Ask the students who placed rectangles and squares in the diagram to choose another shape card from the Quadrilaterals CM.

• I want you to find someone who has a shape that is the same as your shape. All the shapes have four sides, so look for a different similarity.

Look for students to find similar shapes. They might attend to:

• two pairs of parallel sides.

A four-sided polygon with two pairs of parallel sides is called a parallelogram.

• One pair of parallel sides.

A four-sided polygon with only one pair of parallel sides is called a trapezium.

• Two pairs of equal sides that are adjacent. Adjacent means “next to”, so the equal sides meet at a corner.

A four-sided polygon that meets this criterion is called a kite.

• Four equal sides.

A four-sided polygon that has all sides equal is called a rhombus.

• No sides or angles that are equal.

A four-sided polygon that has unequal sides and angles is sometimes called a scalene quadrilateral.

9.

Students may notice common properties shared between shapes that are not listed above. For example, they might notice symmetry or attend to the size of one angle. They might look for similar side lengths.

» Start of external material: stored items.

PR #50088, opened 2018-10-16
Fix incorrect user/group id handling in file state

vulnbe:
### What does this PR do?

It fixes error in salt.states.file. 

Issues messages are:
```
user not specified, but configured as a target for recursive ownership
group not specified, but configured as a target for recursive ownership
```

Issue occurs when user or group is set to 0 and 'recurse' is used: 

```
/var/log/test/:
  file.directory:
    - user:  0
    - group: 0
    - recurse:
      - user
      - group
```

### Tests written?

No

### Commits signed with GPG?

Yes

### DIFF
--- a/salt/states/file.py
+++ b/salt/states/file.py
@@ -3188,7 +3188,7 @@ def directory(name,
             # NOTE: Should this be enough to stop the whole check altogether?
     if recurse_set:
         if 'user' in recurse_set:
-            if user:
+            if user or isinstance(user, int):
                 uid = __salt__['file.user_to_uid'](user)
                 # file.user_to_uid returns '' if user does not exist. Above
                 # check for user is not fatal, so we need to be sure user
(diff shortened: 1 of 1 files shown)


dwoz:
@vulnbe Does the state work when user is set to a string instead of int?

```
/var/log/test/:
  file.directory:
    - user:  '0'
    - group: '0'
    - recurse:
      - user
      - group
```

vulnbe:
@dwoz It doesn't work.

dwoz (approved):
I see, user/group can be an id.. `file.user_to_uid` just returns the int un-altered. I think the accepting both strings and integers here is a bit odd but that has nothing to do with your patch. Otherwise LGMT.

dwoz:
@vulnbe We noticed this PR was against 2018.3.3.. That release has already been 'frozen', although I merged this to the 2018.3.3, the changes won't be included in that release. We'll make sure they are in the next one though.

PR #49872, opened 2018-10-03
Fix issues with windows file permissions when using reset=True

twangboy:
### What does this PR do?
Fix issues with file permissions:
- Fix stacktrace when attempting to iterate over None
- Check permissions using the resolved username
- Set permissions using the resolved username
- Reload file permissions prior to resetting
- Compare usernames using lower()

### What issues does this PR fix or reference?
https://github.com/saltstack/salt/issues/49861

### Tests written?
Yes

### Commits signed with GPG?
Yes

PR #50100, opened 2018-10-17
[fluorine] Merge forward from 2018.3 to fluorine

rallytime:
Conflicts:
  - salt/fileclient.py
  - salt/grains/core.py
  - salt/modules/win_file.py
  - salt/pillar/__init__.py
  - salt/utils/http.py

The `test_win_file` unit tests might have some troubles here. Let's see how it goes and then I will address them later if they fail. They might need to be applied separately because #49872 would not merge forward cleanly as that file was heavily refactored in fluorine and the fix will need to be applied separately.


gtmanfred (approved):

garethgreenaway (approved):

rallytime:
This has a merge conflict now. I need to re-do this.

Group the shapes by the properties listed in 6 as much as possible and create labels for the class of shapes and criteria for inclusion on the back of each card.

10.

Provoke students to think about relationships between classes of quadrilaterals. At this level, it is not expected that students can create a complete Venn diagram of all the classes of quadrilaterals. However, they should be able to identify if a given shape belongs or does not belong to a class. They should be exposed to creating Venn diagrams for inclusion relationships, as shown below.

11.

• Let’s look at the squares and rhombuses (rhombi). Is a square a kind of rhombus?

Students might agree that all the squares are rhombuses because they all have equal sides. The converse is not true. A rhombus does not need to have four right angles.

12.

• Let’s look at the rectangles, including the squares. Is a rectangle a type of parallelogram?

All rectangles have parallel sides. However, parallelograms need not have right-angled corners, so not all parallelograms are rectangles.

13.

• Let’s look at the parallelograms and trapeziums. Is a trapezium a type of parallelogram?

Parallelograms have two pairs of parallel sides, but trapeziums (trapezia) have only one pair. Therefore, a trapezium is not a parallelogram, and vice versa.

1.

Ask students to classify triangles. You start by giving them a 5 x 5 pin Geoboard template and asking students to draw as many different triangles as possible. The triangles can be cut out and sorted by properties such as:

• All three sides and angles are equal (equilateral triangles).
• Only two sides are equal (isosceles triangles).
• A right angle (right-angled triangles).
• An angle is greater than a right angle (obtuse triangles).
• No sides or angles are equal (scalene triangles).

2.

Classify other things by their properties. Examples might be:

• Grocery items (food/not food, location in house, regularity of replacement, etc.)
• Plastic animals (habitat, food, size, colour, skin type, etc.)
• Leaves (size, shape, height above ground level, etc.)